Hurricane Maria, the most powerful storm to hit Puerto Rico in nearly a century, devastated the Caribbean island. Five days after the Category 4 storm struck, many on the island were still without adequate food, water and fuel.
People living near the Guajataca Dam in the island’s northwest were moved to safety after cracks appeared in the 88-year-old structure. There were growing concerns for some 70,000 people who live in the river valley below.
A man rides his bicycle through a damaged road in Toa Alta, west of San Juan, following the passage of Hurricane Maria.
President Donald Trump said during an appearance in New York last week that Puerto Rico was “absolutely obliterated” and in “very tough shape.” The confirmed toll from Maria jumped to at least 49 on Monday, including 16 dead in Puerto Rico, several of whom drowned or were hit by flying debris.
Road to recovery
People cleaned the mud from their flooded house after the area was hit by Maria in Toa Baja.

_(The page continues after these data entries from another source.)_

PR #25, opened 2015-05-10
Rework Powered By Pain.

alexjurkiewicz:
Similar to my spiny tweak, make the proc rate constant and more frequent. Also ensure every proc does something useful (currently 50% of procs add MP, which is useless on many characters).

Also add some more effects to the list.

### DIFF
--- a/crawl-ref/source/ouch.cc
+++ b/crawl-ref/source/ouch.cc
@@ -653,33 +653,56 @@ static void _powered_by_pain(int dam)
     const int level = player_mutation_level(MUT_POWERED_BY_PAIN);
 
     if (you.mutation[MUT_POWERED_BY_PAIN]
-        && (random2(dam) > 4 + div_rand_round(you.experience_level, 4)
-            || dam >= you.hp_max / 2))
+        && (one_chance_in(5)
+            || dam >= you.hp_max / (2 + level)))
     {
-        switch (random2(4))
+        mpr("You focus on the pain.");
+        bool success = false;
+        int tries = 0;
+        do
         {
-        case 0:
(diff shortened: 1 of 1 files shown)


crawl-ref/source/ouch.cc
```diff
@@ -653,33 +653,56 @@ static void _powered_by_pain(int dam)
...
+        bool success = false;
+        int tries = 0;
+        do
         {
-        case 0:
-        case 1:
-        {
-            if (you.magic_points < you.max_magic_points)
+            tries++;
+            switch (random2(4))
```
alexjurkiewicz: not sure if this is the best way to select between code paths here -- it's a bit fragile. Adding another option requires you to remember to increase this integer.

crawl-ref/source/ouch.cc
```diff
@@ -653,33 +653,56 @@ static void _powered_by_pain(int dam)
...
+        mpr("You focus on the pain.");
+        bool success = false;
+        int tries = 0;
+        do
         {
-        case 0:
-        case 1:
-        {
-            if (you.magic_points < you.max_magic_points)
+            tries++;
```
alexjurkiewicz: rather than trying a random case each time, is there some way to randomly order the options and try them in turn? there's an annoying case with my code where 1/4 options is available but it doesn't get tried due to RNG

MarvinPA:
Closing, this was discussed in IRC a bit - PbP is quite strong and noticeable currently. The occasional strong effects work pretty well, and it's also intended for the mutation to push the player towards using MP in some way in order to be able to benefit from the recovery effect.

PR #30, opened 2015-05-12
Check for MUT_NO_LOVE before making Pikel's slaves neutral

amalloy:
Since the pikel-death code is shared with the code for making holy allies turn neutral when you leave TSO, I updated that message too. It will probably never come up (you get MUT_NO_LOVE, switch to TSO, summon some hostile "allies", and then abandon TSO?), but it seemed like the message should match the behavior just in case.


neilmoore:
Committed in 0.17-a0-1012-g414ce7a, thanks!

This man manages to speak by cellphone to his family in the United States from Vega Alta, 45 kilometres north of San Juan. Maria destroyed the U.S. territory’s electricity and telecommunications infrastructure.
Aid urgently needed
Federal aid is racing to stem a growing humanitarian crisis in towns left without fresh water, fuel, electricity or phone service by the hurricane. Democratic lawmakers with large Puerto Rican constituencies on the mainland characterized the response so far as too little and too slow.
Hilda Colon wakes up after sleeping in a shelter set up at the Pedrin Zorrilla coliseum after the area was hit by Hurricane Maria in San Juan.
After the floods
Marciel stands in her flooded house after the rains in Toa Baja. Puerto Rico battled dangerous floods after Maria ravaged the island.